Entering the elevator after backtracking a bit from the changing area, he pushed the button for the maternity ward and then realized that he was going to the postpartum wing, furiously pressing a different number as he shook his head. A bundle of nerves this morning, he found himself worried about what he was wearing, which was insanely stupid because he never worried about what he was wearing. He just put on clean clothes and went about his day.

He knew exactly why he was here on his day off and why he was so nervous. It was a little bundle of joy—but it wasn’t Laura’s baby. It was Josie and the taste of something far outside his expectations that he’d gotten yesterday with her—and not just the raunchy taste that he had thoroughly enjoyed, too—that made him want more. His life was so circumscribed—work, the occasional trip with his grandfather, and more work—that when a flash of something deeper, of a connection so intense that he overrode all professional instinct and nearly took her in the on-call room—when that came along and was handed to him in the form of fate, he needed to seize it.

Coming in on his day off, lingering in the postpartum wing looking like your average Joe, meant that maybe he’d run into her and maybe he’d be able to convince her to go for a walk, or grab a cup of coffee.
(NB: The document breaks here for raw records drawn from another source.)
PR #404, opened 2021-01-24
Add Minecraft NBT format

generalmimon:
Closes https://github.com/kaitai-io/kaitai_struct_formats/issues/360


game/minecraft_nbt.ksy
```diff
@@ -0,0 +1,221 @@
...
+      - id: tags
+        type: s8
+        repeat: expr
+        repeat-expr: num_tags
+    instances:
+      tags_type:
+        value: 'tag::tag_long'
+enums:
+  tag:
+    0: tag_end
```
KOLANICH, line 209: How about removing the prefix?

KOLANICH:
I feel like it is more `serialization` than `game`

game/minecraft_nbt.ksy
generalmimon: > How about removing the prefix?

Sure, a good idea. I was afraid that using enum keys like `byte`, `int`, `long`, etc. would cause clashes with statically-typed target language keywords, but I've just checked all of them and surprisingly, it only caused a problem in Lua with keyword `end` (https://github.com/kaitai-io/kaitai_struct/issues/90#issuecomment-766440975). But it's a bug in KSC, not this format, and it can be fixed without having to mangle identifiers (you just replace `end` to `["end"]`). So let's go with it.

generalmimon:
> I feel like it is more `serialization` than `game`.

In terms of format structure, you're totally right. However, I think it is more important what the format is used for. The NBT format is specially designed for Minecraft and meant to exclusively store and transfer only Minecraft-related data. I don't think that this format is used in practice as a container for another type of data, although technically it is of course possible.

Moreover, you should admit that the internal structure doesn't matter, as far as only the visible and practical result is concerned. Sure, Minecraft developers chose to use this generic flexible serialization format due to a large variety of data layouts they need to store. But if they had only chosen to go with a bunch of fixed-size chunk types which are not flexible at all, nothing would have changed from the practical perspective (i.e. it would still be a format exclusively used by Minecraft), but it would have no longer been a `serialization` format.

For these reasons, `serialization` is not the first compartment that comes in your mind when searching for a NBT parser. You know why you want to parse NBT tags (probably to make some use of the data created by Minecraft - so you naturally have it associated with the `game`), but you have no idea what the format looks like from inside - only when you do, perhaps you start to think that it has a lot in common with `serialization` formats.

KOLANICH:
>You know why you want to parse NBT tags (probably to make some use of the data created by Minecraft - so you naturally have it associated with the game), but you have no idea what the format looks like from inside - only when you do, perhaps you start to think that it has a lot in common with serialization formats.

And here we take into account the effect KS would do on formats once seralization is implemented. KS gonna make all the formats specified using it easily accessible to everyone using one of the supported languages.  So noone gonna care if this format was for originally minecraft, if devs find it superrior ot BSON/MSGPack/CBOR/anything else for their application, they would use it.

game/minecraft_nbt.ksy
generalmimon: @KOLANICH Solved in https://github.com/kaitai-io/kaitai_struct_formats/pull/404/commits/3f45153a0c9698f03e3ec92f8e284744ff03ab93.

game/minecraft_nbt.ksy
```diff
@@ -0,0 +1,221 @@
...
+        if: not is_root
+        doc: do not read this property, access `type` instead
+      - id: name
+        type: tag_string
+        if: not is_tag_end
+      - id: payload
+        type:
+          switch-on: type
+          cases:
+            'tag::tag_byte': s1
```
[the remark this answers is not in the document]
generalmimon: > BTW, `'` seem to be non-mandatory

Perhaps. It's just a personal preference.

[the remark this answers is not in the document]
generalmimon: > BTW, `'` seem to be non-mandatory

Resolved in https://github.com/kaitai-io/kaitai_struct_formats/pull/404/commits/f9750e94b85a23bde1d0e9f21346720f48635081

game/minecraft_nbt.ksy
```diff
@@ -0,0 +1,229 @@
...
+  - id: root
+    type: named_tag(true)
+types:
+  named_tag:
+    -webide-representation: 'TAG_{type}("{name.data}"): {payload:dec}'
+    params:
+      - id: is_root
+        type: bool
+    seq:
+      - id: root_type
```
KOLANICH, line 98: Feels very incorrect to introduce a param that will always be false. It would eat memory for each instance, but will be really useful only for one. IMHO it may be better to validate anyhow in other way.

Proposal: create an `instance` in the root called valid and not to validate it, since validation of instances is not yet implemented.

generalmimon: > validation of instances is not yet implemented

It _is_ implemented for more than a year (according to this comment https://github.com/kaitai-io/kaitai_struct/issues/435#issuecomment-557963004), see the test `ValidFailInst` at our [CI dashboard](https://ci.kaitai.io/) (the corresponding format spec is [`valid_fail_inst`](https://github.com/kaitai-io/kaitai_struct_tests/blob/01e443a844f86ae192e00eeb947f808d93a7ee05/formats/valid_fail_inst.ksy)).

I'll use an instance then, that really seems to be the best solution.

KOLANICH: >It is implemented for more than a year

Nice then. The last time I have specified it it was broken, but I remember it was closer than year ago.

generalmimon: Resolved in https://github.com/kaitai-io/kaitai_struct_formats/pull/404/commits/4c7af9b056524055710cdfed570b712e500bdfac

game/minecraft_nbt.ksy
```diff
@@ -0,0 +1,225 @@
...
+  - https://web.archive.org/web/20110723210920/https://www.minecraft.net/docs/NBT.txt
+  - https://minecraft.gamepedia.com/NBT_format
+seq:
+  - size: 0
+    if: root_type == tag::end # always `false`, but it doesn't matter
+    doc: Invoke `valid` check before we start parsing
+  - id: root
+    type: named_tag
+instances:
+  root_type:
```
KOLANICH, line 95: I meant

```yaml
instances:
  is_valid:
    value: root.type == tag::compound
    valid: true
```

and it is likely it still won't be compiled.

generalmimon: @KOLANICH:

> I meant
> 
> ```yaml
> instances:
>   is_valid:
>     value: root.type == tag::compound
>     valid: true
> ```
> 
> and it is likely it still won't be compiled.

Yes, it does not work on `value` instances.

game/minecraft_nbt.ksy
```diff
@@ -0,0 +1,229 @@
...
+  - https://minecraft.gamepedia.com/NBT_format
+seq:
+  - id: root
+    type: named_tag(true)
+types:
+  named_tag:
+    -webide-representation: 'TAG_{type}("{name.data}"): {payload:dec}'
+    params:
+      - id: is_root
+        type: bool
```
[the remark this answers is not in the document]
dgelessus: (This is outdated and only got submitted because I already wrote the comment before the code was changed. My next review comment is relevant to the current state of this check.)

game/minecraft_nbt.ksy
KOLANICH: Would be nice, if it is possible to do it.

game/minecraft_nbt.ksy
```diff
@@ -0,0 +1,229 @@
...
+  languages, and thus one must use external libraries to achieve a fully-compliant
+  decoder. But decoding in standard UTF-8 is still better than nothing, and
+  it usually works fine.
+
+  All Unicode codepoints with incompatible representations in MUTF-8 and UTF-8 are
+  U+0000 (_NULL_), U+D800-U+DFFF (_High_ and _Low Surrogates_) and U+10000-U+10FFFF
+  (_Supplementary_ Planes; includes e.g. emoticons, pictograms). When a _MUTF-8_-encoded
+  string is decoded as UTF-8, every such code point will be replaced with
+  2 (for _NULL_ character), 4 (for _Surrogates_) or 6 (for _Supplementary_ characters)
+  "�" symbols (i.e. U+FFFD _Replacement Character_).
```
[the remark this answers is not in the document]
KOLANICH: BTW, in kaitaiStructCompile.py I had to implement a pastprocess pass, to patch some decoding to tolerate errors.

game/minecraft_nbt.ksy
```diff
@@ -0,0 +1,225 @@
...
+            tag::int: s4
+            tag::long: s8
+            tag::float: f4
+            tag::double: f8
+            tag::byte_array: tag_byte_array
+            tag::string: tag_string
+            tag::list: tag_list
+            tag::compound: tag_compound
+            tag::int_array: tag_int_array
+            tag::long_array: tag_long_array
```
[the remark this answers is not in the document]
KOLANICH: BTW, how about introducing a special reserved type that will never be generated, but that can be used for code self-documentation to explicitly mark that this `case` is taken in account (and it may be possible to emit a warning on switches on enums if not all cases are covered)?

game/minecraft_nbt.ksy
generalmimon: > Why not just put the `valid` attribute directly on the `root` field like this?

This is the first thing which occurred to me, but the problem is that it makes the check execute only when the entire file is parsed, and that is pretty late to realize that all the parsing was unnecessary, because it's apparently a completely different format.

game/minecraft_nbt.ksy
```diff
@@ -0,0 +1,225 @@
...
+  tag_compound:
+    -webide-representation: '{dump_num_tags:dec} entries'
+    seq:
+      - id: tags
+        type: named_tag
+        repeat: until
+        repeat-until: _.is_tag_end
+    instances:
+      dump_num_tags:
+        value: 'tags.size - (tags.last.is_tag_end ? 1 : 0)'
```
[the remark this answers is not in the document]
generalmimon: > Is it even allowed to have a compound that doesn't end with an end tag?

No, I'm pretty sure it isn't. There is no way to achieve that: `repeat-until: _.is_tag_end` is correct, meaning that encountering a `TAG_End` is the only valid way to stop parsing `tags`.

The [spec](https://web.archive.org/web/20110723210920/https://www.minecraft.net/docs/NBT.txt) makes it pretty clear:

```
    TYPE: 10 NAME: TAG_Compound
    Payload: A sequential list of Named Tags. This array keeps going until a TAG_End is found.
             TAG_End end
```

The `(tags.last.is_tag_end ? 1 : 0)` thing is just a kind of defensive programming: after spending once several hours at work trying to figure out that some badly-written Wordpress plugin was trying to strip a `https://...` prefix from the beginning of a `http://...` URL using `substring` (but the code didn't check whether the URL really begins with that prefix and it didn't, resulting in that the `substring` ate up 1 extra character), I realized that I don't ever want to make bugs like that. If the assumptions are always correct, then great, it works. But doing a check just to be sure never harms anything (well, probably takes around 1-4 ticks of CPU time) and it's quicker to add it than examine all possible edge cases to find some 100% working assumptions that _might_ lead to code simplification. Moreover, only that an assumption is true for the current state of code doesn't mean that it will remain 100% working in the future when the code is changed.

> Even if a missing end tag is allowed, this check won't work if the compound has no contents at all - it would try to access the last element of an empty array.

Good point, but that does not apply here I believe. The `tags` array cannot end up empty after proper parsing, because it is delimited by `repeat-until` which is a 1+ repetition (the `do { ... } while (...)` statement is usually used; it unconditionally parses the 1st element and then decides whether to parse the 2nd or not).

But yeah, true, I probably should take this case into account too - when we get serialization, it _will_ be possible to make any array empty, and then it could fail.

game/minecraft_nbt.ksy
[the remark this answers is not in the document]
generalmimon: > In the case of `tag::end` there is also no payload, right? I would add an explicit `if: not is_tag_end` to this field as well, to make that explicit

Good idea. Added in https://github.com/kaitai-io/kaitai_struct_formats/pull/404/commits/3a3d3cca060b9b0ac0d0646a6f8d4f33eef749d2.

game/minecraft_nbt.ksy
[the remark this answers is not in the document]
generalmimon: @dgelessus:

> I would shorten this and only say something like:

Much better, thanks!

game/minecraft_nbt.ksy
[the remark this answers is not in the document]
generalmimon: And I believe there is a yet another advantage of `value: 'tags.size - (tags.last.is_tag_end ? 1 : 0)'` over `value: tags.size - 1`: the former makes it explicit what we are removing by doing `- 1`.

game/minecraft_nbt.ksy
```diff
@@ -0,0 +1,229 @@
...
+  **Implementation note:** strings in `TAG_String` are incorrectly decoded with
+  standard UTF-8, while they are encoded in [**Modified UTF-8**](
+    https://docs.oracle.com/javase/8/docs/api/java/io/DataInput.html#modified-utf-8
+  ) (MUTF-8). That's because MUTF-8 is usually not supported natively by most target
+  languages, and thus one must use external libraries to achieve a fully-compliant
+  decoder. But decoding in standard UTF-8 is still better than nothing, and
+  it usually works fine.
+
+  All Unicode codepoints with incompatible representations in MUTF-8 and UTF-8 are
+  U+0000 (_NULL_), U+D800-U+DFFF (_High_ and _Low Surrogates_) and U+10000-U+10FFFF
```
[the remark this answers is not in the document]
generalmimon: Resolved in https://github.com/kaitai-io/kaitai_struct_formats/pull/404/commits/852451a3b1c473bd155783db5dbc7cdabed97970

KOLANICH (approved):

game/minecraft_nbt.ksy
```diff
@@ -0,0 +1,227 @@
...
+    * <https://github.com/twoolie/NBT/blob/f9e892e/tests/world_test/data/scoreboard.dat>
+    * <https://github.com/chmod222/cNBT/tree/3f74b69/testdata>
+    * <https://github.com/PistonDevelopers/hematite_nbt/tree/0b85f89/tests>
+doc-ref:
+  - https://wiki.vg/NBT
+  - https://web.archive.org/web/20110723210920/https://www.minecraft.net/docs/NBT.txt
+  - https://minecraft.gamepedia.com/NBT_format
+seq:
+  - size: 0
+    if: root_type == tag::end # always `false`, but it doesn't matter
```
dgelessus, line 91: Thinking about this again, would it make sense to move the `valid` check to here:

```suggestion
    valid:
      expr: root_type == tag::compound
```

and remove the `valid: tag::compound` below? This makes the intent (checking the root type at exactly this point in parsing) more obvious and avoids having to use a nonsense condition like this to force evaluation of an instance.

Or if you want to keep it this way, please change the condition to

```suggestion
    if: root_type == tag::end or true # Force evaluation of root_type's valid check
```

so that it doesn't matter if the nonsense condition is true or false.

generalmimon: > Thinking about this again, would it make sense to move the `valid` check to here [...] and remove the `valid: tag::compound` below?

I'm OK with that. It does the job, and yeah, you're right that it makes the weird `size: 0` member less cryptic and hacky.

generalmimon: Addressed in https://github.com/kaitai-io/kaitai_struct_formats/pull/404/commits/e37fbbbd100a1279151fe1bc83606c110e32dfb5 and it really simplifies things a lot! Thanks for this good suggestion.

game/minecraft_nbt.ksy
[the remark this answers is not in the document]
generalmimon: > But yeah, true, I probably should take this case into account too - when we get serialization, it _will_ be possible to make any array empty, and then it could fail.

Solved in https://github.com/kaitai-io/kaitai_struct_formats/pull/404/commits/1bb30188421aab44d49fe2d2934612f7a8c72630.

@dgelessus Are you OK with this approach or do you find these checks confusing?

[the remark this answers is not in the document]
dgelessus: Now that I know the reason behind it, it makes sense 🙂 Normally I would put this sort of check in an `assert` (to make it clear that it should really always be true), but that doesn't exist in KS, so this is a reasonable workaround.

dgelessus (approved):
LGTM, thanks!

game/minecraft_nbt.ksy
generalmimon: Well, I'm not sure now. I have some new findings about this snippet:

```ksy
  - size: 0
    valid:
      expr: root_type == tag::compound
```

1. `valid/expr` in unnamed fields (i.e. without `id`) will apparently not work properly in any target language. For some reason, the compiler generates this kind of code everywhere:

   ```javascript
     MinecraftNbt.prototype._read = function() {
       this._unnamed0 = this._io.readBytes(0);
       var _ = this.unnamed0;
   ```

   Notice that the property is named <code><b>_</b>unnamed0</code>, but the assignment to the underscore (`_`) variable references `unnamed0` without the underscore prefix. So I guess the code won't even compile in static-typed languages, and in dynamic-typed it'll work only as long as the `_` alias is not used in the expression.

2. The spec using `valid/expr` won't even compile with KSC for Go and Lua, whereas if it's only using other `valid` subkeys (`eq`, `min`, `any-of`, ...), it will.

---

The first thing is pretty significant, the second not so much, but still perhaps we could wait with `valid/expr` until the next release when it's fixed for Go and Lua. What do you think, @dgelessus?

dgelessus: oof, I should have checked this better before suggesting it, heh. The name problem at least could be fixed by giving the zero-size field an `id`, right? Arguably that would be the right thing to do anyway, because `id`-less fields are supposed to be for data with unknown meaning, which this isn't.

There's no good way to avoid the second issue though, other than just not using `valid/expr`. I suppose for now we could revert that change - not sure if that's worth it or not.

generalmimon: > The name problem at least could be fixed by giving the zero-size field an `id`, right? Arguably that would be the right thing to do anyway, because `id`-less fields are supposed to be for data with unknown meaning, which this isn't.

Yeah, let's do that.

Could they do something that seemed so banal, so inane, and have it be a tipping point, a turning point, in developing a stronger relationship with her if that was the path that this was meant to take?

That was the path that he
hoped
it would take.

As the elevator doors opened onto the postpartum wing, he walked up to the main desk, took his sunglasses off, and asked for Laura’s room. Just as the nurse started to tell him, “I’m so sorry, sir, are you a member of the family?” and he realized that he wasn’t even recognized up here without his scrubs on, Dylan walked past with a stuffed giraffe taller than either of them.

“Hey, doctor…” Dylan’s features changed to embarrassed confusion as he pointed and then splayed out his palm in a gesture of desperation, trying to retrieve Alex’s name. “Doctor…you were there last night…”

“Alex. Alex Derjian,” he said, extending his hand.

Dylan shook it with great power, which Alex managed to match, the two practically arm-wrestling in front of the desk on the postpartum wing to prove their firm grips were manly enough. Mike, the other father (
what a strange phrase, and yet it rolled through Alex’s mind as if it were normal
) was a few steps behind, holding a tasteful bouquet of Mylar balloons attached to a small bunch of flowers in a mug.